Germany is moving deeper into the industrialization phase of sustainable aviation fuel production, committing €350 million in public funding to the Brandenburg eSAF project in Schwedt as the European aviation sector faces binding fuel decarbonization mandates under the EU’s ReFuelEU Aviation framework.
The project, led by ENERTRAG and ZAFFRA, represents a total investment exceeding €500 million and is designed to produce more than 30,000 tonnes of electric sustainable aviation fuel annually from 2030. Located at the PCK refinery site, the facility is expected to cover roughly 25 percent of Germany’s projected eSAF blending requirement under the EU mandate, making it one of the most strategically significant Power-to-Liquid aviation fuel projects currently under development in Europe.
The scale of public support illustrates how dependent synthetic aviation fuel projects remain on state intervention. The combined federal and Brandenburg state funding package constitutes the largest public subsidy awarded to a European Power-to-Liquid project to date, highlighting the persistent cost gap between eSAF and conventional fossil based jet fuel.
That gap remains one of the sector’s central structural challenges. Synthetic aviation fuels produced through renewable hydrogen and captured carbon dioxide pathways continue to face production costs several times higher than conventional kerosene, largely due to the energy intensity of electrolysis, renewable electricity requirements, and limited economies of scale in current PtL infrastructure.
The Schwedt facility will use renewable electricity to power hydrogen electrolysis before combining the hydrogen with biogenic carbon dioxide through Fischer Tropsch synthesis. The project developers state that the resulting fuel can reduce lifecycle greenhouse gas emissions by more than 90 percent relative to conventional aviation fuel while remaining fully compatible with existing aircraft under ASTM certification standards.
However, lifecycle emissions performance depends heavily on the carbon intensity of the electricity input and the sourcing pathway for carbon dioxide. The project plans to source biogenic CO₂ from LEIPA Georg Leinfelder, while hydrogen will largely be supplied through the hydrogen core network via Gascade’s FLOW pipeline, supplemented by on site electrolysis capacity.
The reliance on hydrogen infrastructure underscores how eSAF deployment is becoming increasingly interconnected with Europe’s broader hydrogen economy ambitions. Synthetic aviation fuel production requires large volumes of low carbon hydrogen, meaning project economics are directly linked to the pace of renewable energy expansion, electrolyzer deployment, and hydrogen transport infrastructure development across the continent.

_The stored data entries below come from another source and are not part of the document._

Issue #253, opened 2024-06-28
Write integration tests for the scraper


dan-niles:
It would be beneficial if we could write integration tests for the YouTube scraper similar to the one in [zimit](https://github.com/openzim/zimit/blob/main/tests-integration/integration.py).

benoit74:
> Do you have any suggestions for any other integration tests that might be useful?

I would suggest to test for subtitles (there is only one in openZIM test channel, but still good to check it is still there). 

Nothing else to suggest, I think this will be a good start and it is always easier to add tests to an existing suite when we discover a bug rather than having to start from scratch. From my PoV job's is sufficient since this goal is reached.

PR #258, opened 2024-07-01
Setup integration tests and workflow

dan-niles:
This PR adds integration tests for the scraper and sets up the necessary GitHub CI workflow.

#### Related issue:
- #253

### DIFF
--- a/.github/workflows/Tests.yml
+++ b/.github/workflows/Tests.yml
@@ -86,15 +86,21 @@ jobs:
           cd zimui
           $(yarn bin)/cypress run
 
-  build-docker:
+  # this job replaces the standard "build_docker" job since it builds the docker image
+  run-integration-tests:
     runs-on: ubuntu-22.04
     steps:
       - uses: actions/checkout@v3
 
       - name: Ensure we can build the Docker image
         run: |
-          docker build -t testimage .
+          docker build -t youtube2zim .
 
-      - name: Ensure we can start the Docker image
-        run: |
-          docker run --rm testimage
+      - name: Run scraper
+        env:
+          YOUTUBE_API_KEY: ${{ secrets.YOUTUBE_API_KEY }}
+          OPTIMIZATION_CACHE_URL: ${{ secrets.OPTIMIZATION_CACHE_URL }}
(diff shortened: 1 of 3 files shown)


dan-niles:
@benoit74 Can you create the secret for `YOUTUBE_API_KEY`?

.github/workflows/Tests.yml
```diff
@@ -86,15 +86,24 @@ jobs:
...
     runs-on: ubuntu-22.04
     steps:
       - uses: actions/checkout@v3
 
       - name: Ensure we can build the Docker image
         run: |
-          docker build -t testimage .
+          docker build -t youtube2zim .
 
       - name: Ensure we can start the Docker image
```
benoit74, line 99: Do you see any significant advantage in keeping this step isolated? This was meant to be a minimal integration test (can we at least start the container and the process within) but now that we have more thorough integration tests, I'm not sure there is any benefit to keeping this step

.github/workflows/Tests.yml
```diff
@@ -86,15 +86,24 @@ jobs:
...
         run: |
-          docker run --rm testimage
+          docker run --rm youtube2zim
+
+      - name: Run scraper
+        env:
+          YOUTUBE_API_KEY: ${{ secrets.YOUTUBE_API_KEY }}
+        run: docker run -v $PWD/output:/output youtube2zim youtube2zim --api-key "$YOUTUBE_API_KEY" --type channel --id "UC8elThf5TGMpQfQc_VE917Q" --name "openZIM_testing" --zim-file "openZIM_testing.zim"
```
benoit74, line 106: I think we should also pass an optimization cache URL, otherwise the CI will spend too much time reencoding videos. WDYT? If you agree, I will create a dedicated Wasabi user for this, and we will need a new CI secret

benoit74 (changes requested):
See comments, small interrogations

.github/workflows/Tests.yml
dan-niles: Ah I see. It is redundant. I'll remove it.

.github/workflows/Tests.yml
dan-niles: Sure sounds like a good idea. I'll update the workflow command.

.github/workflows/Tests.yml
dan-niles: Removed in [bb30caf](https://github.com/openzim/youtube/pull/258/commits/bb30caf8be6113c27ff74c80aa2f2ec99c5cdde9)

benoit74 (approved):
LGTM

The project also reflects Germany’s attempt to reposition legacy industrial regions within the energy transition. Schwedt has long been associated with conventional oil refining, and the Brandenburg eSAF initiative is being framed not only as a climate project but as an industrial continuity strategy aimed at preserving employment and infrastructure relevance as fossil fuel demand patterns evolve.
Developers estimate the facility will create approximately 150 permanent skilled jobs and up to 1,500 construction phase jobs across the region. While modest relative to the broader scale of Germany’s industrial workforce, the employment component is politically significant given concerns surrounding industrial competitiveness, deindustrialization risks, and energy price pressures in Europe.

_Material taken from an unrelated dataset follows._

PR #259, opened 2024-07-02
Add support for ogv.js in video player

### LINKED ISSUE #218: Install all JavaScript dependencies through Yarn
Right now all the JavaScript dependencies in [openzim.toml](https://github.com/openzim/youtube/blob/main/scraper/openzim.toml) are downloaded seperately. Since we are using Yarn in the new zimui, we can install these dependencies through Yarn and remove the openzim.toml file.

Dependencies installed using  `openzim.toml`:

The partnership structure itself reflects the increasing complexity of synthetic fuel project development. Topsoe and Sasol contribute technology through the ZAFFRA joint venture, combining Fischer Tropsch expertise with Topsoe’s eREACT technology platform. ENERTRAG provides renewable energy and hydrogen integration capabilities, while engineering studies are being led by Griesemann Group.
The project timeline remains ambitious. A final investment decision is targeted for the end of 2027, with production scheduled to begin in 2030. That leaves a relatively narrow window for securing engineering execution, infrastructure integration, permitting alignment, and long term renewable electricity supply under a market environment where capital costs and industrial input prices remain volatile.

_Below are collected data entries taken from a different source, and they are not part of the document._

PR #356, opened 2021-02-25
Merge match patterns

RGates94:
Merges the definitions of MatchPattern and TypeCheckedMatchPattern via use of generics.  This is necessary to effectively merge type checked versions of more complex ast nodes, and reduces the number of locations one needs to change to edit the match pattern definition.


edfelten (approved):
Looks good.

PR #357, opened 2021-02-25
Merge struct initializers and funcs

RGates94:
Merges `FieldInitializer` with `TypeCheckedStructField`, and `FuncDecl` with `TypeCheckedFunc`, reducing complexity and duplication of fields.


edfelten (approved):
Looks good.

PR #359, opened 2021-02-27
Delay non-tx-receipt logs until end of block

edfelten:
This changes how AVM logs are emitted. Any AVM logs, other than tx receipts, will be delayed until the end of the Arbitrum block, and released at the end of the block, just before the block summary log.

This ensures that tx receipts are always contiguous at the beginning of a block's logs.


hkalodner (approved):
LGTM, tested against monorepo and updated tests in https://github.com/OffchainLabs/arbitrum/pull/783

The economics of eSAF production are also highly sensitive to future electricity pricing. Synthetic fuel pathways require substantial renewable power input, and Germany continues to face structural electricity cost challenges relative to several competing industrial regions globally. Even with public funding support, long term competitiveness will likely depend on whether renewable generation capacity can expand quickly enough to stabilize power costs for energy intensive industrial processes.